Crystal Growth and Characterization of Li0.9Mo6O17

Purple bronze Li0.9Mo6O17 has attracted researchers for its low dimensionality and corresponding properties. Although it has been studied for nearly two decades, there are still some unsolved puzzles with this unique material. Single crystals of Li0.9Mo6O17 were grown using the temperature gradient flux technique in this research. The crystal growth was optimized by experimenting different conditions and good quality crystals were obtained. X-ray diffraction results have confirmed the right phase of the crystals. Resistivity measurements and magnetic susceptibility measurements were carried out, and anomalous electronic behaviors were found. All of the samples showed the metal-insulator transition near 20K, followed by behavior that differs from sample to sample: either superconducting, metallic or insulating behavior was observed below 2K. Li0.9Mo6O17 was considered as a quasi-one-dimensional crystal and also a superconducting crystal, which implies a dimensional crossover may occur at the metal-insulator transition.
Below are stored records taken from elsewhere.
PR #122, opened 2025-11-22
fix: sglang gemm quantization method alignment

tianhaox:
#### Overview:

need to align the quantize method in real inference.
For fp8 blockwise, use per-token quantize
For fp8, assume dynamic by default, use per-token quantize. 
Note, 1, we didn't enable dynamic per-tensor. 2. we didn't enable static per-tensor. If needed, we shall add more.
For int4_wo, the function to be called in sglang is expected to be awq. We remove int4_wo support for now. Can implement in future.
Tested in 0.5.5.post2 and post3. For SGLang, in future, we need to manage these versions as well to make api compatible.

### DIFF
--- a/collector/sglang/collect_gemm.py
+++ b/collector/sglang/collect_gemm.py
@@ -4,6 +4,7 @@
 import pkg_resources
 import torch
 import torch.nn.functional as F
+from common_test_cases import get_gemm_common_test_cases
 from sgl_kernel import fp8_scaled_mm, int8_scaled_mm, sgl_per_tensor_quant_fp8, sgl_per_token_quant_fp8
 from sglang.srt.layers.deep_gemm_wrapper import (
     DEEPGEMM_SCALE_UE8M0,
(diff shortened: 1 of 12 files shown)


collector/sglang/collect_gemm.py
```diff
@@ -159,33 +177,41 @@ def sglang_scaled_fp8_quant(
...
             b_fp8, scale_b_fp8 = sglang_scaled_fp8_quant(b_fp32, scale_b)
             b_fp8 = b_fp8.t()
 
             repeat_n = 5
 
             def gemm_op():
+                # Dynamic quantization for A (per-token by default)
+                scale_a = None
+                # Uncomment to use static per-tensor quantization
+                # scale_a = torch.ones(1, device=device, dtype=torch.float32)
```
xutizhou, line 154: uncomment or parse the parameter `per_tensor` or `per_token`, which one is better

collector/sglang/collect_gemm.py
```diff
@@ -159,33 +177,41 @@ def sglang_scaled_fp8_quant(
...
 
-            scale_a = torch.randn((M,), device="cuda", dtype=torch.float32)
-            scale_b = torch.randn((N,), device="cuda", dtype=torch.float32)
-            a_fp8, scale_a_fp8 = sglang_scaled_fp8_quant(a_fp32, scale_a)
+            scale_b = torch.randn((N,), device=device, dtype=torch.float32)
+            # Quantize B (weights) outside
             b_fp8, scale_b_fp8 = sglang_scaled_fp8_quant(b_fp32, scale_b)
             b_fp8 = b_fp8.t()
 
             repeat_n = 5
```
xutizhou: set repeat_n out of the if else branch only once for simplicity.

collector/sglang/collect_gemm.py
tianhaox: Depends on whether we need per-tensor static quantize data. Looks like for qwen it's dynamic per-token. We have another ongoing effort to study the quantization impact. Perhaps we can improve this in that PR once we have more thorough study of this.

collector/sglang/collect_gemm.py
tianhaox: done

A two-band scenario of the Luttinger liquid model was used to fit the resistivity data and excellent results were achieved, suggesting that the Luttinger theory is a very good candidate for the explanation of the anomalous behavior of Li0.9Mo6O17. In addition, the susceptibility measurements showed Curie paramagnetism and some temperature independent paramagnetism at low temperature. The absence of any anomalous magnetic feature near 20K where the resistivity upturn takes place, suggests that a charge density wave mechanism, which has been proposed by some researchers, is not responsible for the unique properties of Li0.9Mo6O17.